Miami

Miami Dolphins’ lessons learned from Eagles beatdown


This loss should be a win later. That’s the way to see Sunday night, if you think this Miami Dolphins team is any good.

They stepped up in class Sunday night and were outclassed. Their vaunted offense looked exposed. Their defense gave up 31 points. It was such a thorough drubbing the easy conclusion is the Dolphins can’t beat good teams, how they’re a fun team but Philadelphia is a tough team. And tough still wins in the NFL.

But if you turn over the game details — if you see the big plays of this defense, if you understand the mounting injuries of this night — you understand this 31-17 loss either is the end of something small or the beginning of something bigger. We’ll see how this team handles it.

Good teams forever take bad losses and learn from them. Bill Belichick left a second straight, double-digit September loss in 2018 and said later, “I knew I could build something with that team.” He saw a glimmer of good in the rubble. The Patriots won the Super Bowl.

Belichick was saying what screenwriter Ron Shelton said best in the movie, White Men Can’t Jump: “Sometimes when you win, you really lose, and sometimes when you lose, you really win.”

Meaning, did the Dolphins learn anything in Sunday’s loss? And what do they now do with it? Do the young players digest what a big NFL stage feels like? Does this offense clean up detail problems that didn’t matter against bad defenses? Do they blame the refs for having 10 more penalties — 10-0, actually — than Philadelphia or see their mistakes for what they were? Do they understand why the homefield really, really matters come playoffs?

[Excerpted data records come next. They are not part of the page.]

PR #2685, opened 2026-05-07
feat: attach-time processing – transcode/resize images and resolve URLs at message add time

simonferquel-clanker:
## Summary

Attach-time processing pipeline for the Phase 1 attachment system. Part of #2595.

**Scope**: library-only. This PR adds `pkg/chat/attach.go` only. Wiring into the TUI (`pkg/app`) and CLI (`pkg/cli`) is intentionally deferred until the library API is stable.

### `pkg/chat/attach.go` (new)

Two new functions:

- `ProcessAttachment(ctx, part) (Document, error)` — converts a raw `MessagePart` into a fully-resolved `chat.Document` with `InlineData` or `InlineText`. Called once when a message is assembled; never at inference time.
- `ProcessAttachmentWithMetadata(ctx, part) (Document, *ImageResizeResult, error)` — same, but also returns the `ImageResizeResult` so callers can emit a dimension note without a redundant second resize call.

Handles three input types:

| Part type | Routing |
|---|---|
| `MessagePartTypeFile` | MIME-first routing (applied before `IsTextFile` heuristic to avoid misclassifying ASCII-content PDFs as text). Images → `ResizeImage` transcode; PDF/other binary → verbatim `InlineData`; `text/*` → `ReadFileForInline` (InlineText). All binary reads capped at `MaxInlineBinarySize` (20 MB). |
| `MessagePartTypeImageURL` | `data:` URIs decoded inline; `http(s)://` fetched via `safeHTTPClient` (see security section). Bytes capped at 20 MB; result goes through `ResizeImage`. |
| `MessagePartTypeDocument` | Images with `InlineData` transcoded; other already-resolved documents passed through unchanged. No inline content → error. |

### Security

**SSRF protection** in `fetchRemoteImage`:

The custom `safeHTTPClient` blocks connections to private/reserved IP ranges at both dial time and on each redirect hop:
- Loopback: `127.0.0.0/8`, `::1/128`
- Link-local / cloud metadata endpoints: `169.254.0.0/16`, `fe80::/10`
- RFC-1918 private ranges: `10.0.0.0/8`, `172.16.0.0/12`, `192.168.0.0/16`
- IPv6 unique-local: `fc00::/7`

DNS resolution uses `net.DefaultResolver.LookupHost` with context (satisfies `noctx` linter). Both `DialContext` and `CheckRedirect` enforce the block.

**Unbounded read protection**: `fi.Size() > MaxInlineBinarySize` guard added before all `os.ReadFile` calls for binary files (images, PDFs, unknown binary).

## Tests (25 cases in `pkg/chat/attach_test.go`)

- JPEG/PNG passthrough, PNG-with-alpha preserved
- Oversize image resized (asserts output dimensions ≤ `MaxImageDimension`)
- PDF passthrough (verifies MIME-first routing bypasses text heuristic for ASCII-content PDF)
- Binary file too large → error (sparse file, instant)
- Text file and Markdown → `InlineText`
- `data:` URI JPEG and PNG → `InlineData`
- Non-base64 `data:` URI → error
- Unsupported URL scheme → error
- `http://` fetch via `httptest.Server` (success + HTTP 404) — uses `SetFetchHTTPClientForTest` to bypass SSRF filter for loopback test servers
- **SSRF block**: `127.0.0.1` (loopback) → error with "private/reserved"
- **SSRF block**: `169.254.169.254` (AWS/GCP/Azure metadata) → error with "private/reserved"
- `MessagePartTypeDocument` passthrough (binary, text) and image transcode
- Document with no content → error; nil document → error
- Unsupported part type → error

## What's NOT changed

- `pkg/app/app.go` — unchanged from upstream/main
- `pkg/cli/runner.go` — unchanged from upstream/main
- Provider packages — unchanged (they receive `chat.Document` via `convertDocument`, already in #2639)

Part of #2595

### DIFF
--- a/pkg/chat/attach.go
+++ b/pkg/chat/attach.go
@@ -17,127 +17,16 @@ import (
 	"encoding/base64"
 	"errors"
 	"fmt"
-	"io"
-	"mime"
-	"net"
-	"net/http"
 	"os"
 	"path/filepath"
 	"strings"
-	"time"
 )
 
 const (
-	// attachHTTPTimeout is the maximum time allowed to fetch a remote image URL.
-	attachHTTPTimeout = 10 * time.Second
-
-	// attachMaxRemoteBytes is the maximum number of bytes read from a remote URL.
-	attachMaxRemoteBytes = 20 * 1024 * 1024 // 20 MB
-
-	// MaxInlineBinarySize is the maximum byte size of a binary file (PDF, etc.)
-	// that will be read into memory for inline attachment. Matches the remote
-	// fetch cap so local and remote paths behave consistently.
+	// MaxInlineBinarySize is the maximum byte size of a binary file (PDF, image,
+	// etc.) that will be read into memory for inline attachment.
 	MaxInlineBinarySize = 20 * 1024 * 1024 // 20 MB
 )
-
-// privateIPNets lists address ranges that must not be dialled by the
-// attach-time URL fetcher. Blocking these prevents SSRF attacks against
-// cloud metadata services, internal APIs, and loopback services.
-var privateIPNets = func() []*net.IPNet {
-	blocks := []string{
-		// Loopback
-		"127.0.0.0/8",
-		"::1/128",
-		// Link-local — covers AWS/GCP/Azure metadata endpoints (169.254.169.254)
-		"169.254.0.0/16",
-		"fe80::/10",
-		// RFC-1918 private ranges
-		"10.0.0.0/8",
-		"172.16.0.0/12",
-		"192.168.0.0/16",
-		// IPv6 unique-local
-		"fc00::/7",
-	}
-	nets := make([]*net.IPNet, 0, len(blocks))
-	for _, b := range blocks {
-		_, ipNet, err := net.ParseCIDR(b)
-		if err != nil {
-			panic("attachment: invalid built-in CIDR " + b + ": " + err.Error())
-		}
-		nets = append(nets, ipNet)
-	}
-	return nets
-}()
-
-// isPrivateIP reports whether ip falls in any of the blocked address ranges.
-func isPrivateIP(ip net.IP) bool {
-	for _, block := range privateIPNets {
-		if block.Contains(ip) {
-			return true
-		}
-	}
-	return false
-}
-
-// checkSafeHostCtx resolves host to IP addresses and returns an error if any
-// resolved address is in a private/reserved range. This is called both at
-// dial time (where a context is available) and on redirect destinations.
-func checkSafeHostCtx(ctx context.Context, host string) error {
-	addrs, err := net.DefaultResolver.LookupHost(ctx, host)
-	if err != nil {
-		return fmt.Errorf("attachment: cannot resolve host %q: %w", host, err)
-	}
-	for _, addr := range addrs {
-		ip := net.ParseIP(addr)
-		if ip == nil {
-			continue
-		}
-		if isPrivateIP(ip) {
-			return fmt.Errorf("attachment: URL resolves to private/reserved address %s (SSRF protection)", addr)
-		}
-	}
-	return nil
-}
-
-// safeHTTPClient is a shared HTTP client used by fetchRemoteImage.
-// It enforces SSRF protection by refusing connections to private and
-// reserved IP ranges at both dial time and on each redirect hop.
-//
-// Tests may override this variable to inject a custom client that bypasses
-// SSRF filtering (e.g. to reach httptest.Server on loopback). Only do this
-// in test code guarded by a t.Cleanup restore.
-var safeHTTPClient = newSafeHTTPClient()
-
-func newSafeHTTPClient() *http.Client {
-	return &http.Client{
-		Timeout: attachHTTPTimeout,
-		Transport: &http.Transport{
-			DialContext: func(ctx context.Context, network, addr string) (net.Conn, error) {
-				host, _, err := net.SplitHostPort(addr)
-				if err != nil {
-					return nil, fmt.Errorf("attachment: malformed dial address %q: %w", addr, err)
-				}
-				if err := checkSafeHostCtx(ctx, host); err != nil {
-					return nil, err
-				}
-				return (&net.Dialer{}).DialContext(ctx, network, addr)
-			},
-		},
-		CheckRedirect: func(req *http.Request, _ []*http.Request) error {
-			return checkSafeHostCtx(req.Context(), req.URL.Hostname())
-		},
-	}
-}
-
-// SetFetchHTTPClientForTest replaces the HTTP client used by fetchRemoteImage
-// and returns a restore function. Only for use in tests.
-//
-//	defer chat.SetFetchHTTPClientForTest(t, myClient)()
-func SetFetchHTTPClientForTest(client *http.Client) (restore func()) {
-	prev := safeHTTPClient
-	safeHTTPClient = client
-	return func() { safeHTTPClient = prev }
-}
 
 // ProcessAttachment converts a raw [MessagePart] into a [Document] with fully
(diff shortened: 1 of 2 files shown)


pkg/chat/attach.go
```diff
@@ -0,0 +1,326 @@
...
+func fetchRemoteImage(ctx context.Context, rawURL string) (data []byte, mimeType, name string, err error) {
+	ctx, cancel := context.WithTimeout(ctx, attachHTTPTimeout)
+	defer cancel()
+
+	req, err := http.NewRequestWithContext(ctx, http.MethodGet, rawURL, http.NoBody)
+	if err != nil {
+		return nil, "", "", fmt.Errorf("create request: %w", err)
+	}
+
+	resp, err := http.DefaultClient.Do(req)
```
docker-agent: **[MEDIUM] SSRF: `fetchRemoteImage` uses `http.DefaultClient` with no network filtering**

`fetchRemoteImage` issues an HTTP GET to any URL the caller supplies using the default Go HTTP client, which follows up to 10 redirects and performs no filtering on private/internal IP ranges:

```go
resp, err := http.DefaultClient.Do(req)
```

A user can supply a URL such as:
- `http://169.254.169.254/latest/meta-data/` — AWS IMDS (returns IAM credentials)
- `http://10.0.0.1/` / `http://localhost:8080/` — internal services accessible from the agent's network
- A redirect chain that terminates at an internal address

Since the agent processes user-provided `MessagePartTypeImageURL` parts, this is a direct SSRF vector for anyone who can send messages to the agent. The 10-second timeout and 20 MB cap do not mitigate the access itself.

**Suggested fix:** Use a custom `http.Transport` with a `DialContext` that rejects connections to loopback, link-local, and RFC-1918 addresses, or at minimum restrict the URL scheme allowlist and add a `CheckRedirect` policy that prevents cross-origin redirects to private IP space.

pkg/chat/attach.go
```diff
@@ -0,0 +1,326 @@
...
+		if err != nil {
+			return Document{}, nil, fmt.Errorf("ProcessAttachment: read image %q: %w", absPath, err)
+		}
+		return transcodeImageWithMeta(name, data, mimeType)
+
+	case mimeType == "application/pdf" || (IsSupportedMimeType(mimeType) && !IsTextFile(absPath)):
+		// PDF and other supported binary types — read verbatim.
+		// The !IsTextFile guard ensures that binary formats whose extension
+		// is unknown but content is ASCII-printable are not incorrectly inlined.
+		data, err := os.ReadFile(absPath)
```
docker-agent, line 115: **[MEDIUM] No size cap on local binary file reads — potential OOM with large PDF/binary attachments**

The PDF branch and the `default` (unknown binary) branch both call `os.ReadFile` with no size limit:

```go
case mimeType == "application/pdf" || (IsSupportedMimeType(mimeType) && !IsTextFile(absPath)):
    data, err := os.ReadFile(absPath)   // no size cap
```

```go
default:
    data, err := os.ReadFile(absPath)   // no size cap
```

A user who attaches a multi-GB PDF (or any large binary file) will cause the agent to read the entire file into memory before passing it on. The text file branch (line 130) and the remote image fetch (via `io.LimitReader`) both have explicit caps — this inconsistency looks like an oversight.

**Contrast with text branch:**
```go
case IsTextFile(absPath):
    if fi.Size() > MaxInlineFileSize {          // explicit cap ✔
        return Document{}, nil, fmt.Errorf(...)
    }
```

**Suggested fix:** Add a `fi.Size() > someMaxBinarySize` guard before each `os.ReadFile` call in the non-image binary branches. A reasonable upper bound might be `attachMaxRemoteBytes` (20 MB) to match the remote-image cap, or a separate constant for local binary files.

docker-agent (commented):

Two medium-severity issues found in the new attach-time processing pipeline (`pkg/chat/attach.go`):

1. **SSRF** — `fetchRemoteImage` uses `http.DefaultClient` with no IP/redirect filtering; user-supplied URLs can reach internal network services or cloud metadata endpoints.
2. **Unbounded binary read** — PDF and unknown-binary branches in `processFilePart` call `os.ReadFile` with no size cap, unlike the text branch which checks `MaxInlineFileSize`. A multi-GB file would be read fully into memory.

Reviewed: `pkg/chat/attach.go` (new), `pkg/app/app.go`, `pkg/cli/runner.go`.

simonferquel (changes requested):
For now do not wire the attachment conversion into the cli and tui. We will start with supporting it only when used as a library.

pkg/chat/attach.go
simonferquel-clanker: Fixed in 247c9198. Added `safeHTTPClient` with a custom `DialContext` that blocks connections to loopback (127.0.0.0/8, ::1), link-local/metadata endpoints (169.254.0.0/16, fe80::/10), RFC-1918 ranges (10.0.0.0/8, 172.16.0.0/12, 192.168.0.0/16), and IPv6 unique-local (fc00::/7). `CheckRedirect` applies the same filtering to redirect destinations. Two new SSRF tests added.

pkg/chat/attach.go
simonferquel-clanker: Fixed in 247c9198. Added `fi.Size() > MaxInlineBinarySize` (20 MB) guard before `os.ReadFile` in all binary branches (image pre-read, PDF, and unknown binary). Consistent with the text branch cap. New test `TestProcessAttachment_BinaryFileTooLarge_Error` verifies the error path.

pkg/chat/attach.go
docker-agent: Thanks for the thorough fix! The implementation looks solid:

✅ **Comprehensive IP range blocking** — covers all the critical ranges (loopback, link-local/metadata, RFC-1918, IPv6 ULA)  
✅ **DNS resolution at dial time** — prevents bypasses via DNS rebinding or hostnames that resolve to private IPs  
✅ **Redirect filtering** — applies the same checks on every redirect hop via `CheckRedirect`, preventing chain-based SSRF  
✅ **Test coverage** — the two SSRF tests verify both loopback and metadata endpoint blocking

The test helper `SetFetchHTTPClientForTest` is a clean way to allow tests to reach local httptest servers without weakening the production path. This resolves the SSRF concern completely.

pkg/chat/attach.go
docker-agent: Perfect, thanks for the thorough fix! Verified that all three binary branches (image pre-read line 217, PDF line 228, and unknown binary line 251) now have the `fi.Size() > MaxInlineBinarySize` guard before `os.ReadFile`. The 20 MB cap is well-chosen — matches `attachMaxRemoteBytes` so local and remote paths behave consistently, as your comment notes.

The sparse-file test is a nice touch — keeps the suite fast while still exercising the error path.

simonferquel (dismissed):

pkg/chat/attach.go
```diff
@@ -0,0 +1,439 @@
...
+			Size:     int64(len(data)),
+			Source:   DocumentSource{InlineData: data},
+		}, nil, nil
+	}
+}
+
+// processImageURLPart handles MessagePartTypeImageURL.
+// Supports:
+//   - data: URIs (data:<mime>;base64,<payload>)
+//   - http:// and https:// URLs (fetched with attachHTTPTimeout)
```
rumpl: Let's not download things from the internet, we don't need to handle urls

simonferquel-clanker: Done in 04720162. Removed `fetchRemoteImage`, `safeHTTPClient`, and the entire SSRF mitigation. `processImageURLPart` now returns an error for `http(s)://` URLs: "remote URLs are not supported; download the file locally first". `data:` URI decoding is retained (local data, no network). Added `TestProcessAttachment_RemoteURL_Error` to cover both schemes.

rumpl (approved):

Because what they take from their Philadelphia experience is more important to this season than anything from routing Carolina and the Giants the previous two weeks.

The troubling news is this offense goes nowhere if the line doesn’t get heathy. It’s troubling because there’s no indication left tackle Terron Armstead can stay healthy. It’s also normal in the NFL to be down a couple of other linemen, as the Dolphins were Sunday with center Connor Williams out and guard Isaiah Wynn hurt early in the game. Can it do better than Sunday?

Philadelphia’s great defensive line bullied the Dolphins offense. It gave up just 45 yards rushing to the league’s top-rushing offense. It neutralized the Dolphins speed for the most part.

Oh, Tua Tagovailoa-to-Tyreek Hill was still lethal, as their 27-yard touchdown showed. But most everything else was a replay of the Dolphins’ game in Buffalo, where a pass rush wrecked the passing game.

Still, the Dolphins were driving for a tying touchdown in the fourth quarter when Darius Slay intercepted Tagovailoa at the goal-line. And why did he? Because the ball was underthrown and Raheem Mostert and Jaylen Waddle were in the same area, bringing double the Eagles coverage with them.

“We had some small nuance details of some plays that, hats off to the Philadelphia Eagles because they made us pay every time,’’ coach Mike McDaniel said. “Maybe our track was a little too tight, or too wide or an offensive lineman was a hair off.”

Now to some better news: The defense is coming on. It matched a great Philadelphia offensive line in physicality. And big plays? Bradley Chubb caused one fumble to set up a field goal, Jerome Baker returned an interception for a touchdown and Jaelan Phillips had the first sack against right tackle Lane Johnson since 2020.

Philadelphia still put up 31 points, but put the game away after safety Jevon Holland and linebacker David Long collided, knocking each out in the fourth quarter (Long returned). The secondary also played without an injured Xavien Howard and soon will get back Jalen Ramsay. In other words, Vic Fangio’s defense is tracking to be a force come December.

Who will the Dolphins be by then? That’s the issue. They lost to a bigger, stronger, bullying team in Philadelphia. Mainly, they lost to a team with more experience of knowing who it is in big games.

Take that “Tush Push” play Philadelphia used for four, fourth-down conversions. Other teams try to mimic that play of pushing their quarterback for a first down. Only Philadelphia has the muscle and wherewithal to do it. They know who they are.

“It’s first-and-nine as I look at it,’’ coach Nick Sirianni said. He showed it, too, going for fourth-and-1 from the Eagles’ 26- and 37-yards lines on their late drive that ended with the touchdown to make it 31-17.

At one point, the Dolphins looked like they didn’t know who they were at all. They smacked of such desperation when nothing was going right that McDaniel dialed up a double-pass from Tagovailoa to Cedric Wilson Jr. to some downfield target that was covered. Hmm.

By game’s end, McDaniel was spot on in his first statement after the game:

“You have to feel what it’s like to play such a good team on the road,’’ he said. “Your margin for error is so small, and it’s an important building block along your progression for the season. If you’re going to lose games, you want it to be against a really good team, and you want it to hurt.”

They lost to a really good Philadelphia tam. It seemed to hurt. The question becomes what the Dolphins do with that hurt and where Sunday’s loss becomes a later win.